Il silenzio del reparto, l’oscurità del corridoio e l’intensa luce dei neon nella stanza mi hanno vagamente tramortito i sensi, già messi a dura prova dalla percezione circostante, crepuscolare e carica di sentimento. E’ stato in quel momento che ho cominciato ad avvertire mia zia in maniera difforme. Non la percepivo più con i sensi. Ma la sentivo, la potevo respirare. E’ quello che ho detto a mia cugina, quando mi ha chiesto con gli occhi gonfi come stavo vivendo il momento. Le ho sussurrato in un orecchio: “La sento qui, affianco a noi, è lei a consolarci. Non senti?”.        
Ziotta mi manchi già.
Ti ricordo alla mia laurea, bella come una sposa. Piangevi di felicità, mi sentivo orgoglioso e importante. Ti ricordo quando mi tenevi per mano da cucciolo e mi portavi a guardare i treni che passavano. Ho sempre adorato i treni, sai. Ancora oggi. Mi sovvengono le sere di Natale passate insieme, e le decine di camice a quadretti che mi hai regalato. Non ne ho messe molte a dirla tutta, ma non le ho mai nemmeno riciclate. E il tuo telefonare; esordivi con un “chi è?”, quando di solito è la domanda che pone chiunque risponda.
Mi chiedevi sempre del mio Torino. Ed io te ne ho voluto parlare l’ultima volta che ti ho vista cosciente, giusto un paio di settimane fa. Ti vedevo sofferente e mi si spezzava il cuore, ma cercavo di essere forte in tua presenza. Mi sono chinato vicino al letto, tu hai girato a fatica la testa verso di me, con quegli occhi che ho scolpito nella memoria. Eri sbattuta come un uovo, ma io cercavo di apparire sicuro e fiducioso di una tua pronta guarigione. “Si torna a casa ziotta, tieni duro. E poi ieri, zia, abbiamo vinto una partita!”. Mi hai fatto un sorriso così bello che nemmeno lo sapevi. Forse l’ultimo l’hai davvero riservato a me. Ma ti ha portato via le forze, io l’ho capito.
Chiedevi acqua di continuo, muovevi quelle labbra come un passerotto, suscitando in me un desiderio di protezione misto a struggenti consapevolezze di impotenza. Volevo urlare, ma poi ho sperato in cuor mio che finisse in fretta. Che potessi liberarti da quei lacci e tubi, che il tuo corpo fosse risparmiato e la tua anima libera di vagare oltre le nuvole.

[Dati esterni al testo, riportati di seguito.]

PR #2484, opened 2024-09-23
OCM-7315 | fix: when classic topology return nil

gdbranco:
[OCM-7315](https://issues.redhat.com//browse/OCM-7315)


chenz4027:
Thanks @gdbranco for the quick fix 👍

PR #2490, opened 2024-09-23
OCM-11364 | fix: Regression, HCP nodepool creation validation used for classic

hunterkepley:
Fix for issue customer faced after 1.2.45 released

Logic which checked # of min replicas for newly created machinepools was applied to both HCP and classic- though there is a difference between what is supported (when autoscaling is enabled)

for HCP, >0 min replicas
for classic, >=0 min replicas

This fix adds different logic paths in the validation + fixes unit tests

### DIFF
--- a/pkg/machinepool/machinepool.go
+++ b/pkg/machinepool/machinepool.go
@@ -228,7 +228,8 @@ func (m *machinePool) CreateMachinePool(r *rosa.Runtime, cmd *cobra.Command, clu
 		}
 	}
 
-	minReplicas, maxReplicas, replicas, autoscaling, err := manageReplicas(cmd, args, multiAZMachinePool)
+	minReplicas, maxReplicas, replicas, autoscaling, err := manageReplicas(cmd, args, multiAZMachinePool,
+		cluster.Hypershift().Enabled())
 	if err != nil {
 		return err
 	}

Quando ti hanno portato in una stanzetta vuota con il lenzuolo sul viso, seguivo il portantino senza fiatare. Una stanza di tre metri per tre, con una finestra aperta che sputava freddo, quel freddo notturno tipico delle serate umide di pioggia.
E’ stato lì, nel preciso istante in cui hanno scoperto nuovamente il tuo viso che la luce ti ha avvolta pienamente e ti ho vista per l’ultima volta. Ho potuto accarezzarti dolcemente, illudendomi di trasmettere amore ad una scatola armonica  capace di risuonare in ogni piega dell’infinito, pettinandoti l’anima. Mi sono sforzato di lasciarti con un sorriso, per farti vedere come questo dolore si tramuterà d’incanto in una meravigliosa quanto pulsante voglia di vivere ancora.
Ti sento vicino, ziotta. 

Parlami sempre.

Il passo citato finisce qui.